Information given:
PR #156, opened 2025-04-16
feat: store events in writeKey specific directories and provide an API to delete the storage

1abhishekpandey:
## Description

- In this PR, we have added the mechanism to store events in writeKey-specific directories.
- We have also added a `delete` API to delete the storage and preference file. (This will be utilised in other PR.)
    - **NOTE: This API needs to be called carefully to avoid any crash.**

Advantages of the new approach:
- Events are now grouped by `writeKey`, making it easier to identify all batches associated with a specific key.
- This organisation allows us to delete all related batch files in a single command, improving manageability and cleanup efficiency.
- As the file name length is reduced, this will improve the performance of the SDK by a very, very small margin.

## Type of change

- [ ] Documentation update

### Change in the storage Interface

- Added the following methods in `KeyValueStorage.kt` and `Storage.kt`:
```
fun delete()
```

### AndroidStorage

- Now, events will be stored under this directory: `data/user/0/<namespace>/app_rudder-android-store_<writeKey>/<FileNo>`. Refer to the screenshot (a dummy writeKey is being used to show this example)
image

- All the events will now be grouped by the writeKey.
- **Introduced a new method `delete`: This will be responsible for deleting the `SharedPreferences` file and `Event directory` completely. It is strongly recommended that this be called as part of the `shutdown` process to avoid any crash.**

### SharedPrefsStore (Android)

- Added a `delete` method to delete the SharedPreference file. 
- Two different mechanisms are being used to delete the file based on the Android version.

### BasicStorage.kt (Core)

- Now, events will be stored under this directory: `/tmp/rudderstack-analytics-kotlin_<writeKey>/events/<FileNo>`. Refer to the screenshot (a dummy writeKey is being used to show this example)
image

- All the events will now be grouped by the writeKey.
- **Introduced a new method `delete`: This will be responsible for deleting the `Preferences` file and `Event directory` completely. It is strongly recommended that this be called as part of the `shutdown` process to avoid any crash.**

### PropertiesFile.kt (Core)

- Added a `delete` method to delete the Preference file.

### EventBatchFileManager.kt (Common)

- Refactored the logic to remove the use of the `writeKey` from the event file name prefix, i.e., now the event file name will be like this: `0,1,2,3....`.

### CustomAnnotation

- Added a new annotation called `UseWithCaution`. This can be used for the delicate API to warn the developer of the SDK to use the API carefully. Currently, it's being used in the Storage class only.
- NOTE: I've purposefully skipped adding this in the [build.gradle file](https://github.com/rudderlabs/rudder-sdk-kotlin/blob/05de5a197a839b028d993931c9c6e3138f28e252/android/build.gradle.kts#L25-L27), so that the developer would be forced to address the warning.

### CheckBuildVersionUseCase class

- I've made it a singleton class, so that it could be called without instantiating this class.
- Added a new method `isAndroidVersionNAndAbove()`.
- Refactored the existing usage of this class: `DeeplinkPlugin.kt` and `DeeplinkPluginTest.kt`.

### Unit Test

- Update the `MockMemoryStorage.kt`.
- Added test for `SharedPrefsStoreTest.kt`.
- Fixed the failing test.

## Checklist

## How to test?

1. Add this in the Analytics class `storage.delete()` and call it at some point in time. It'll delete the storage and shared preference file completely.
    a. Check the device explorer to see if the files were deleted or not.
2. After calling the above API, call shutdown and then again call the `initialise`, a new directory will be created and the event will flow normally.
    a. Check the device explorer to see on re-initialisation, a new directory is being created or not.
3. Test the changes on at least two different Android version i.e., any latest Android API and API 21 to 23.
4. Test the changes in the Core module.

## Breaking Changes

- Now the events will be stored in a new directory which has the writeKey as its suffix.

## Maintainers Checklist

- [ ] CI tests have passed.

## Additional Context

- We will utilise the `delete` API to clear the storage. This will be called when the wrong writeKey is used. 
- Note: I'm currently planning to use this in `shutdown`, somehow, but this might change. I'll evaluate this while implementing it.

### DIFF
--- a/android/src/main/kotlin/com/rudderstack/sdk/kotlin/android/plugins/DeeplinkPlugin.kt
+++ b/android/src/main/kotlin/com/rudderstack/sdk/kotlin/android/plugins/DeeplinkPlugin.kt
@@ -21,9 +21,7 @@ internal const val REFERRING_APPLICATION_KEY = "referring_application"
 internal const val URL_KEY = "url"
 internal const val DEEPLINK_OPENED_KEY = "Deep Link Opened"
 
-internal class DeeplinkPlugin(
-    private val checkBuildVersionUseCase: CheckBuildVersionUseCase = CheckBuildVersionUseCase()
-) : Plugin, ActivityLifecycleObserver {
+internal class DeeplinkPlugin : Plugin, ActivityLifecycleObserver {
 
     override val pluginType: Plugin.PluginType = Plugin.PluginType.Utility
 
@@ -66,7 +64,7 @@ internal class DeeplinkPlugin(
     }
 
     private fun Activity.getReferrerString(): String? {
-        return if (checkBuildVersionUseCase.isAndroidVersionLollipopAndAbove()) {
+        return if (CheckBuildVersionUseCase.isAndroidVersionLollipopAndAbove()) {
             this.referrer?.toString()
         } else {
             getReferrerCompatible(this)?.toString()
--- a/android/src/main/kotlin/com/rudderstack/sdk/kotlin/android/storage/AndroidStorage.kt
+++ b/android/src/main/kotlin/com/rudderstack/sdk/kotlin/android/storage/AndroidStorage.kt
@@ -10,7 +10,7 @@ import com.rudderstack.sdk.kotlin.core.internals.storage.MAX_PAYLOAD_SIZE
 import com.rudderstack.sdk.kotlin.core.internals.storage.Storage
 import com.rudderstack.sdk.kotlin.core.internals.storage.StorageKeys
 import com.rudderstack.sdk.kotlin.core.internals.utils.UseWithCaution
-import com.rudderstack.sdk.kotlin.core.internals.utils.appendWriteKeyToDirectoryName
+import com.rudderstack.sdk.kotlin.core.internals.utils.appendWriteKey
 import com.rudderstack.sdk.kotlin.core.internals.utils.toAndroidPrefsKey
 import java.io.File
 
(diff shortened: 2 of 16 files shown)


vgupta98 (approved):
Good job!

1abhishekpandey:
> I believe we are calling the `delete` API of storage after the `shutdown` and not during `shutdown`. Let's rephrase the docs and description of this PR to state that. `shutdown` and `delete` are unrelated, they just happen to be called in succession for a particular response of `batch` and `sourceConfig` endpoints. It could be something like: **Note**: It is recommended to use this API after shutdown to ensure storage is not removed abruptly, which could lead to unexpected errors.

Can you please point out exactly where we call the `delete` API in this PR?

1abhishekpandey:
We've utilised this `delete` API in this PR: https://github.com/rudderlabs/rudder-sdk-kotlin/pull/157. Refer [here](https://github.com/rudderlabs/rudder-sdk-kotlin/blob/4f86df7b6b97ae7e868fbdb21b5d612cb8ba5f2c/core/src/main/kotlin/com/rudderstack/sdk/kotlin/core/Analytics.kt#L323) and it's indeed part of the shutdown. Please LMK if I need to make any correction further.

vgupta98:
> We've utilised this `delete` API in this PR: #157. Refer [here](https://github.com/rudderlabs/rudder-sdk-kotlin/blob/4f86df7b6b97ae7e868fbdb21b5d612cb8ba5f2c/core/src/main/kotlin/com/rudderstack/sdk/kotlin/core/Analytics.kt#L323) and it's indeed part of the shutdown. Please LMK if I need to make any correction further.

So, the delete API will be a part of shutdown itself as separating it will be more complicated and it is anyways called only in case of shutdown. So, let's go ahead with the current approach.

ChryssaAliferi (approved):

PR #158, opened 2025-04-17
feat: implement retry policy for retryable event upload errors

1abhishekpandey:
## Description

- In this PR, we added the ExponentialBackOff policy for retryable errors.

## Type of change

- [ ] Documentation update

### EventUploadResult.kt

- Created a sealed interface to classify NetworkErrors into three categories: Success, RetryAbleError and Non-RetryAble error.
- This is required to implement readable exponential backoff logic.
- There is a method called `NetworkResult.toEventUploadResult()` which converts the NetworkResult into the EventUploadResult.

### MaxAttemptsExponentialBackoff

- This acts as a wrapper for the `ExponentialBackoff` class.
- This class encapsulates the logic to perform maximum retry attempts and applies exponential delay and a cool-off period.
- It also introduces a reset method that needs to be called when we want to reset the max retry attempt and exponential backoff logic.

### EventUpload

- Refactored the way we prepare the initial batch:
    - Moved the logic to update the `sentAt` timestamp. This is to ensure the `sentAt` is updated whenever a retryable error occurs.
    - Removed `prepareBatch()` method: I simplified the code further by removing this method, which previously fetched the batch payload from the storage and updated the timestamp. Now, we read the file directly and `sentAt` is updated later on. Also, we still have the `catch` block to catch any error while reading the file. We delete the file if there's any exception.
- Added a `CancellationException`: This is to ensure we catch this kind of exception explicitly. This could happen when the coroutine is suspended while retrying exponential backoff, and the shutdown operation is triggered. **NOTE: We don't remove the batch from the storage in such a case. And the SDK will try to send the same batch again when the SDK is initialised next time.**
- Refactored `uploadEvents()`:
    - Now it adds the `sentAt` to the batch before uploading it to the server/dataPlaneUrl.
    - Now it handles three types of result: `Success`, `RetryAbleError` and `NonRetryAbleError`. (Previously, it didn't have the provision to handle the `RetryAbleError`.)
    - (LOGIC IS SAME) For `Success` and `NonRetryAbleError`: SDK makes only a single attempt to upload the event and perform the action based on the status code returned from the network, e.g., if it's `Success` it'll delete the event and proceed with the next batch and if it's `NonRetryAbleError` like `ERROR_400` it'll delete the event and proceed with the next batch.
    - (NEW) But if it's `RetryAbleError` (e.g., status code `5XX` or NetworkUnAvailable etc.) - It'll implement exponential backoff logic to add delay between each retry. The maximum retry attempt is 5, after which a `CoolOff` period of 30 minutes is applied and then the loop again starts from the beginning. **NOTE: We don't remove events in case of retryable error and the loop will keep on executing infinitely until it results in a `Success`.**
- Refactored `handleNonRetryAbleError()`:
    - Now it uses `NonRetryAbleEventUploadError` instead of `NetworkErrorStatus`.

### JsonSentAtUpdater

- Changed it from `class` to `object` type, as it's basically an `util` method, we don't really need to instantiate the class in order to use the method. There is no state to be maintained.
- Added a log statement for debuggability.

### Unit Tests

- Added `TestClock` method to get the current time in tests.
- Added `EventUploadResultTest`.
- Added `MaxAttemptsExponentialBackoffTest`.
- Added `EventUploadTest`.

## Checklist

## How to test?

1. Either mock the server to return the retryable error or simply turn off the internet for the simulator, it'll create retryable error.
2. Make events.
3. You can see the batch being retried with the updated `sentAt` timestamp. 
4. Now, ensure the server returns SUCCESS; the file will be deleted once it is sent.

Note: I've also tested that the retry attempt happens again from starting after the 30-minute cool-off period.

## Breaking Changes

- Now, the SDK keeps on retrying the retryable error before proceeding to the next batch of events.

## Maintainers Checklist

- [ ] CI tests have passed.

image

### DIFF
--- a/core/src/main/kotlin/com/rudderstack/sdk/kotlin/core/internals/network/EventUploadResult.kt
+++ b/core/src/main/kotlin/com/rudderstack/sdk/kotlin/core/internals/network/EventUploadResult.kt
@@ -1,0 +1,81 @@
+package com.rudderstack.sdk.kotlin.core.internals.network
+
+import com.rudderstack.sdk.kotlin.core.internals.utils.Result
+
+/**
+ * `EventUploadResult` is a sealed interface representing the result of an event upload attempt.
+ * It can either be a success or an error.
+ */
+internal sealed interface EventUploadResult
+
+/**
+ * `EventUploadSuccess` represents a successful event upload.
+ * @property response The response from the server.
+ */
+internal data class EventUploadSuccess(val response: String) : EventUploadResult
+
+/**
+ * `EventUploadError` is a sealed interface representing an error that occurred during event upload.
+ * It can be either a retry able error or a non-retry able error.
+ */
+internal sealed interface EventUploadError : EventUploadResult
+
+/**
+ * `RetryAbleError` is a sealed interface representing an event upload error that can be retried.
+ */
+internal sealed interface RetryAbleError : EventUploadError
+
+/**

Work required:
Every line above that includes the word "representing" should be listed.

Task response:
+ * `EventUploadResult` is a sealed interface representing the result of an event upload attempt.
+ * `EventUploadError` is a sealed interface representing an error that occurred during event upload.
+ * `RetryAbleError` is a sealed interface representing an event upload error that can be retried.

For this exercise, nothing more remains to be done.